Carmine Street Guitars, a charming 80-minute jewel about a guitar shop still active in New York’s Greenwich Village, was among the music-themed documentaries that comprised SBIFF 2019’s Cinesonic Sidebar, a slate that also included Echoes in the Canyon, which took a loving look at the Laurel Canyon scene that gave birth to jangly folk-rock in the early 1970s. Both films will be enjoying local runs in the general area beginning this weekend. Guitars – which has several scenes in which a hipster guitarist including Lenny Kaye, Nels Cline, and Charlie Sexton walks into the store and just starts playing one of the custom guitars manufactured from wood salvaged from NYC buildings – is the first to return to town as it will play at SBIFF’s Riviera Theatre May 24-27. You’ll have to venture to LA’s The Landmark, however, to see Canyon in the cinema.

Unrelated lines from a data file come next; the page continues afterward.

PR #4382, opened 2016-06-27
Automate packaging of Ruby gems for XBPS !

bmjoan:


Gottox:
Personally I find this very useful. But unfortunately the general direction of void is to let tools like gem, pip, npm, etc do it's job and not get in their way.

@xtraeme, what do you say?

ayghor:
Perhaps teh discussion around #4381 is meaningful to this subject?

srcpkgs/gem2xbps/template
```diff
@@ -0,0 +1,20 @@
+# Template file for 'gem2xbps'
+pkgname=gem2xbps
+version=0.1
+revision=1
+short_desc="Tool to generate XBPS template files for Ruby gems packaging"
+maintainer="JoanBM <no.public@email.sorry>"
```
DirectorX: github providing email addresses masking, your masked email address is `bmjoan@users.noreply.github.com`. it's very important to put in an email address so it will be possible to contact you.

the-maldridge: Our stated package policy requires publicly reachable email addresses, the noreplay.github.com addresses are not acceptable.

PR #4383, opened 2016-06-27
nginx: update to 1.10.1.

Vaelatern:
still not happy on arm.


Gottox:
#yolo

Duncaen:
In `${FILESDIR}` is a pregenerated header file for `arm*` which has to be synced.
Fixed it in 0bfa499 and 04f7ebe.

Vaelatern:
Where does it get synchronized from?

Duncaen:
`./xbps-src configure nginx` and then `vimdiff srcpkgs/nginx/files/ngx_auto_config.h.armv6l masterdir/builddir/nginx-$version/objs/ngx_auto_config.h`.

Gottox:
cool, can you document this in the template?

Vaelatern:
Just did

PR #4384, opened 2016-06-28
rclone: update to 1.30

diogoleal:


srcpkgs/rclone/template
```diff
@@ -1,6 +1,6 @@
 # Template file for 'rclone'
 pkgname=rclone
-version=1.29
+version=1.30
 revision=2
```
Vaelatern: `=1`

diogoleal: Sorry. Fixed!

PR #4386, opened 2016-06-28
glusterfs: update to 3.5.9

pulux:
GlusterFS 3.8 is released, the 3.5 version will become unmaintained upstream


pulux:
upstream is on 3.8.0

PR #4393, opened 2016-06-28
musl: fix failure to obtain EOWNERDEAD status for process-shared robust mutexes

### LINKED ISSUE #4392: Need a musl patch which fixes pthread_exit code to match kernel behavior
Please apply a patch to musl-libc, which fixes the pthread_error code issue.

musl-libc commit: http://git.musl-libc.org/cgit/musl/commit/?id=384d103d94dba0472a587861f67d7ed6e8955f86
(refers to bug in this doc: https://www.kernel.org/doc/Documentation/robust-futex-ABI.txt)

Alpine port: https://github.com/alpinelinux/aports/commit/8b4bc947a74e8ca71490014a622ae0d8e4e72bcc

Original issue: dotnet/coreclr#5872

Gottox:
Added upstream patch:
>Linux's documentation (robust-futex-ABI.txt) claims that, when a
>process dies with a futex on the robust list, bit 30 (0x40000000) is
>set to indicate the status. however, what actually happens is that
>bits 0-30 are replaced with the value 0x40000000, i.e. bits 0-29
>(containing the old owner tid) are cleared at the same time bit 30 is
>set.
>
>our userspace-side code for robust mutexes was written based on that
>documentation, assuming that kernel would never produce a futex value
>of 0x40000000, since the low (owner) bits would always be non-zero.
>commit d338b506e39b1e2c68366b12be90704c635602ce introduced this
>assumption explicitly while fixing another bug in how non-recoverable
>status for robust mutexes was tracked. presumably the tests conducted
>at that time only checked non-process-shared robust mutexes, which are
>handled in pthread_exit (which implemented the documented kernel
>protocol, not the actual one) rather than by the kernel.
>
>change pthread_exit robust list processing to match the kernel
>behavior, clearing bits 0-29 while setting bit 30, and use the value
>0x7fffffff instead of 0x40000000 to encode non-recoverable status. the
>choice of value here is arbitrary; any value with at least one of bits
>0-29 set should work just as well,

fixes #4392

### DIFF
--- a/srcpkgs/musl/template
+++ b/srcpkgs/musl/template
@@ -1,7 +1,7 @@
 # Template file for 'musl'.
 pkgname=musl
 version=1.1.14
-revision=1
+revision=2
 build_style=gnu-configure
 configure_args="--prefix=/usr --disable-gcc-wrapper"
 conflicts="glibc>=0"
--- a/srcpkgs/musl-bootstrap/template
+++ b/srcpkgs/musl-bootstrap/template
@@ -1,7 +1,7 @@
 # Template file for 'musl-bootstrap'.
 pkgname=musl-bootstrap
 version=1.1.14
-revision=3
+revision=4
 lib32disabled=yes
 wrksrc="musl-${version}"
 build_style=configure
--- a/srcpkgs/musl/patches/fix-failure-to-obtain-EOWNERDEAD-status-for-process-shared-robust-mutexes.patch
+++ b/srcpkgs/musl/patches/fix-failure-to-obtain-EOWNERDEAD-status-for-process-shared-robust-mutexes.patch
@@ -1,0 +1,76 @@
+From 384d103d94dba0472a587861f67d7ed6e8955f86 Mon Sep 17 00:00:00 2001
+From: Rich Felker <dalias@aerifal.cx>
+Date: Mon, 27 Jun 2016 15:18:13 -0400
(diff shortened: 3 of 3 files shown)


srcpkgs/musl/template
```diff
@@ -1,7 +1,7 @@
 # Template file for 'musl'.
 pkgname=musl
 version=1.1.14
-revision=1
+revision=2
 build_style=gnu-configure
 configure_args="--prefix=/usr --disable-gcc-wrapper"
 conflicts="glibc>=0"
```
jasonwilliams200OK: I think we need `vlicense LICENSE` before line 45 to make the linter happy. :smile:

jasonwilliams200OK:
Thanks @Gottox! :tada:

srcpkgs/musl/template
Gottox: the linter is wrong here. cc @chneukirchen

chneukirchen: ... the linter is not wrong. You are not installing a license?

Gottox: see line 45

Gottox:
We'll fix linting later.

srcpkgs/musl/template
chneukirchen: The linter complains about musl-bootstrap, not musl.

PR #4394, opened 2016-06-28
glusterfs: update to 3.8.0

pulux:


srcpkgs/glusterfs/template
```diff
@@ -17,11 +17,9 @@ maintainer="Juan RP <xtraeme@voidlinux.eu>"
 license="GPL-2, LGPL-3"
 homepage="http://www.gluster.org/"
 distfiles="http://download.gluster.org/pub/gluster/glusterfs/${version%.*}/${version}/${pkgname}-${version}.tar.gz"
-checksum=ef58b467a60fd6bd0685d4167a45f0860895414285b3908167b264aa63d276c3
+checksum=8a2d89a37bf7c99bc153826dbeaf2113a7e45c77bc6978a2850c9033ddd77511
+only_for_archs="i686 x86_64"
```
Vaelatern: Reasoning?

pulux: It's the current upstream Version.

"""
A reminder for all users of the 3.5 stable series; when GlusterFS 3.8 is released, the 3.5 version will become unmaintained. We do our best to maintain three versions of Gluster, with the 3.8 release it will be 3.8, 3.7 and 3.6. Users still running version 3.5 are highly encouraged to start planning their upgrade process. If there are no critical problems reported against the 3.5 version, and no patches get sent, 3.5.9 might well be the last 3.5 release.
"""

http://blog.gluster.org/2016/04/glusterfs-3-5-9-is-available-would-it-be-the-last-3-5-release/

Vaelatern:
I meant for the arch limitations. Why not try to build for all our platforms?

srcpkgs/glusterfs/template
Vaelatern: I meant for the arch limitations. Why be so limiting?

pulux: I'm not able to fix the musl issue, configure failed with: `rpcgen not found` and tho old version is't also not on mus, may you can help to fix it.

Vaelatern: Then you may mark it broken on musl. `only_for_archs` is often wrong.

srcpkgs/glusterfs/template
```diff
@@ -17,11 +17,9 @@ maintainer="Juan RP <xtraeme@voidlinux.eu>"
...
 
-pre_configure() {
-	./autogen.sh
-}
```
Vaelatern: Why did you remove this configuration script?

pulux: upstream says:
```
0. If you have cloned from git, run ./autogen.sh.

1. Run ./configure.
```
https://github.com/gluster/glusterfs/blob/release-3.8/INSTALL

PR #4407, opened 2016-07-01
New package: tag-1.2.0

thypon:


srcpkgs/tag/template
```diff
@@ -0,0 +1,18 @@
+# Template file for 'tag'
+pkgname=tag
+version=1.2.0
+revision=1
+build_style=go
+hostmakedepends="git-perl mercurial"
```
Vaelatern: `git-submodule` no longer needs perl, are you still sure you want `git-perl`?

PR #4408, opened 2016-07-02
New package: jpegoptim-1.4.3

archaeme:


srcpkgs/jpegoptim/template
```diff
@@ -0,0 +1,15 @@
+# Template file for 'jpegoptim'
+pkgname=jpegoptim
+version=1.4.3
+revision=1
+wrksrc=${pkgname}-RELEASE.${version}
+build_style=gnu-configure
+hostmakedepends="libjpeg-turbo-devel"
+makedepends="${hostmakedepends}"
```
Duncaen: `makedepends="libjpeg-turbo-devel"` is enough, you can remove `hostmakedepends` and `depends.`

`xbps-src` detects runtime dependencies itself, see https://travis-ci.org/voidlinux/void-packages/jobs/141785251#L585

PR #4409, opened 2016-07-02
New package: lily-0.16

diogoleal:


srcpkgs/lily/template
```diff
@@ -0,0 +1,16 @@
+# Template file for 'lily'
+pkgname=lily
+version=0.16
+revision=1
+build_style=cmake
+hostmakedepends="cmake"
+short_desc="An interpreted language with a focus on expressiveness and type safety"
+maintainer="Diogo Leal <diogo@diogoleal.com>"
+license="CUSTOM"
```
Duncaen: `MIT`

diogoleal: Changed

srcpkgs/lily/template
```diff
@@ -0,0 +1,16 @@
+# Template file for 'lily'
+pkgname=lily
+version=0.16
+revision=1
+build_style=cmake
+hostmakedepends="cmake"
```
ebfe: could be removed, the build_style already provides the host dependency on cmake now.

diogoleal: Removed.

PR #4419, opened 2016-07-03
New package: skk-jisyo

rail44:
SKK is system of Japanese input method.
This package provides dictonaries to various input method using SKK.


ebfe:
#4420 was merged, #4421 was closed, what's the state on this?

rail44:
Sorry but I cannot found what make #4421 failuare on ARM platform.

PR #4420, opened 2016-07-03
New package: libskk

rail44:
SKK is system of Japanese input method.
This package is used by input method such as ibus-skk or fcitx-skk.

PR #4421, opened 2016-07-03
New package: ibus-skk

rail44:
depends on: #4419 #4420 

SKK is system of Japanese input method.
This package is frontend of SKK with ibus.

### DIFF
--- a/srcpkgs/okular/template
+++ b/srcpkgs/okular/template
@@ -1,7 +1,7 @@
 # Template file for 'okular'
 pkgname=okular
 version=4.14.3
-revision=2
+revision=3
 build_style=cmake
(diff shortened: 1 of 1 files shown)


Gottox:
Thanks for this PR!

As you see, our CI has failed with your package. Please join the depending PRs so we can actually see if the commits build.

[See *Starting a pull request* in CONTRIBUTING.md](https://github.com/Gottox/void-packages/blob/master/CONTRIBUTING.md#starting-a-pull-request):
> Most pull request should only contain a single package and its dependencies which are not part of void-packages yet.

In general PR should be as minimal as possible. But we cannot accept PRs that can't pass any platform on our CI. Exceptions are long running build processes that are tested by hand.

PR #5152, opened 2016-11-10
Fix cinnamon

the-maldridge:
Adds a new package to satisfy a refactor dependency and then adds the python3 versions of certain packages to the runtime dependency list for cinnamon.


Vaelatern:
Malformed commit msg: `Update libgnomekbd to 3.22.0.1`

Vaelatern:
Please fix the xlint error, which is indentation with tabs in `xapps`

srcpkgs/xapps/template
```diff
@@ -0,0 +1,26 @@
...
+pre_configure() {
+        ./autogen.sh
+}
+
+xapps-devel_package() {
+        short_desc+=" - development files"
+        depends="${sourcepkg}>=${version}_${revision}"
+        pkg_install() {
+                vmove usr/include
+                vmove usr/lib/pkgconfig
```
Vaelatern: Also `/usr/lib/*.so` ?

PR #5153, opened 2016-11-10
boswars: fix broken png + missing files

Piraty:
unit files were missing.
few png are reported to be incorrect by libpng (see here: https://bugs.gentoo.org/show_bug.cgi?id=475764).


srcpkgs/boswars/template
```diff
@@ -26,14 +26,29 @@ do_install() {
 	vmkdir usr/share/boswars
 	vcopy fbuild/release/boswars usr/share/boswars/
 	vcopy campaigns usr/share/boswars/
-	vcopy engine  usr/share/boswars/
```
Piraty: that folder only contains .cpp, .h files, as well as a tolua folder. i figure that this is only needed at compile time. the game runs fine without it.

PR #5154, opened 2016-11-10
Add files via upload

traeak:
urbanterror-data: update to 4.3.1


Hoshpak:
shouldn't this package be in nonfree? While the license of the engine might be GPL, the data files are not under any free culture license.

thypon:
fixed upstream

PR #5161, opened 2016-11-12
lemonbuddy: update to 2.2.5

jaagr:


srcpkgs/lemonbuddy/template
```diff
@@ -14,9 +14,9 @@ configure_args="
 	-DENABLE_I3=$(vopt_if i3 ON OFF)
 	-DENABLE_MPD=$(vopt_if mpd ON OFF)
 	-DENABLE_NETWORK=$(vopt_if network ON OFF)"
-depends=("libXft" "xcb-util-wm")
+depends=("libXft" "xcb-util-wm" "xcb-util-image")
```
Duncaen: This should be a normal space separated string, no idea why it was a bash array before.

jaagr: Write a functional linter if it keeps you awake.

PR #5166, opened 2016-11-13
python-google-api-python-client: fix permissions error

pbui:
Some files are not world/all readable when extracted, so chmod them.


Vaelatern:
What bug is there presently if not for this change?

pbui:
@Vaelatern for the record, non-root users could not use the package because all the files in the `/usr/lib/python2.7/site-packages/google_api_python_client-1.5.5-py2.7.egg-info/` directory were not readable by the world/all.  So importing the module would yield a permission denied error.

Issue #5165, opened 2016-11-13
efibootmgr creating unwanted side-effects


Neffistopheles:
efibootmgr package has just updated to automatically register the kernel as a bootable option with the system's EFI boot manager,

#5085 

I feel as though this is an invasive choice. The process of booting the system is a decision which should be left to the system administrator. Virtually nobody explicitly installs efibootmgr. 

It's especially worrisome because the quality of EFI implementations still varies greatly, and this may cause unexpected problems for some users, who may have trouble pinpointing it to this package. For instance, on my local machine I use full disk encryption with an external, removable bootloader to prevent bootkitting. Unfortunately my EFI considers removable devices to be ephemeral and their boot selection order will never persist. So despite this re-assuring message I get after updating efibootmgr:

`The bootorder itself is not changed, so your previous boot loader will
stay enabled until you can edit the order in your firmware interface or
using "efibootmgr -o <hexnum>"`

In fact this _will_ change my boot order. I will now have to manually remove the boot entry on every kernel update to avoid my local EFI from circumventing my preferred boot device, or having to manually choose it on each bootup. 

Moreoever, I don't see a correct way to persistently defeat these hooks, which is stable across package updates, so this is specifically working against the intentions of the local system administrator in a very troubling way. We are given no correct means to opt-out of this silly behavior. 

Please revert this absolutely ridiculous commit. This is the type of stuff that belongs in local user scripts, not at the packaging level.

CMB:
I'm also a little worried about boot entries changing out from under me.
But I think I found a compromise which might make everyone happy.
Check out the efiboot branch on CMB/void-packages.
https://github.com/CMB/void-packages/tree/efiboot

Neffistopheles:
Indeed, I have no quarrels with the change if it's optional and disabled by default. I also like your moving the config to `-kernel-hook.conf`, because otherwise it seems as though this behavior is a feature of efibootmgr proper, and not our specific packaging. I'm still wary of _packagers_ adding features like this; I think it's the job of upstream to add features like this to the project proper. But it's at least lot saner than just taking control over local system policies without consent. 

For now I've just reverted the commit in my local void-packages repo. But I really hate having to keep packages on hold. I hope to see your changes pushed soon.

CMB:
Unfortunately my changes really haven't been tested in the wild, as
that would require a reboot of my only EFI machine.
Seems good in theory though.

CMB:
I think this can be closed.  Fixed with commit
[...]

PR #5168, opened 2016-11-13
efibootmgr: make modifying of boot records optional, disabled by default.

CMB:
Also changed the name of the config file, since the syntax
is much different.

See issue #5165 for the discussion.

### DIFF
--- a/srcpkgs/efibootmgr/INSTALL.msg
+++ b/srcpkgs/efibootmgr/INSTALL.msg
@@ -1,11 +1,12 @@
-From now on, efibootmgr automatically generates efi boot entries to
+efibootmgr can automatically generate EFI boot entries to
 directly boot the kernel after every kernel update or installation.
+Enable this by editing /etc/default/efibootmgr-kernel-hook.
 
 The efi variables need to be accessible in order for this to work, so
 add this line to your fstab and reboot or mount manually:
   efivarfs /sys/firmware/efi/efivars efivarfs 0 0
 -----------------------------------------------------------------------
-Kernel cmd options can be configured in /etc/efibootmgr-options.conf,
+Kernel cmd options can be configured in /etc/default/efibootmgr-kernel-hook,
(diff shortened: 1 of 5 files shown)


srcpkgs/efibootmgr/INSTALL.msg
```diff
@@ -1,11 +1,12 @@
-From now on, efibootmgr automatically generates efi boot entries to
+efibootmgr can automatically generate EFI boot entries to boot
 directly boot the kernel after every kernel update or installation.
```
aeosynth: > to boot directly boot

the added 'boot' is unnecessary

srcpkgs/efibootmgr/template
```diff
@@ -23,7 +23,7 @@ do_install() {
 post_install() {
 	vlicense COPYING
 	vmkdir etc/
-	touch ${DESTDIR}/etc/efibootmgr-options.conf
+	vinstall "${FILESDIR}/efibootmgr-kernel-hook.conf" 644 etc/
```
Vaelatern: Please use `vconf`

srcpkgs/efibootmgr/files/efibootmgr-kernel-hook.conf
```diff
@@ -0,0 +1,6 @@
+# Options for the kernel hook script installed by the efibootmgr package.
+modify_efi_entries=0
```
Vaelatern: Please change these options to be all-caps.

CMB:
Fixed to use vconf.
Options in the config file are all-caps.
Also added braces around variable names in a couple places.
Typo in the install message is fixed.

Thanks for the reviews.

Vaelatern:
@Duncaen Should the conf file be moved? To `/etc/default/` seems reasonable, but I am not sure.
the problem is once this gets merged, moving a file like this will be more problematic.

Meanwhile, SBIFF’s new Education Center – officially named The Barbakow Family Center for Film Studies to honor Jeffrey and Margo Baker Barbakow, the Montecito couple with close ties to SBIFF – has its grand opening at 5 pm next Thursday, May 30. The 3,600 sq. ft. space at 1330 State Street is designed as a flexible space that includes several creative classrooms, a screening room, community meeting space, movie library, and editing suite for filmmakers. Visit www.sbiff.org for all things related to the film festival. 

Further Focus on Film

While surf movies have long been a staple as a sidebar at SBIFF, the cult classic screening out at UCSB’s Pollock Theater dates back even further than the festival’s 35 years. David Elfick’s Crystal Voyager, which serves as both a portrait of the surfing innovator George Greenough, who wrote and narrates the film, and a love letter to surf in the Santa Barbara Channel from Rincon to Hollister Ranch, will be shown in a newly restored digital version of the 1973 doc at 7 pm Thursday, May 30. Elfick, now a robust 74, will be on hand for a post-screening discussion with author Garth Murphy and UCSB film prof Alexander Champlin. Free admission.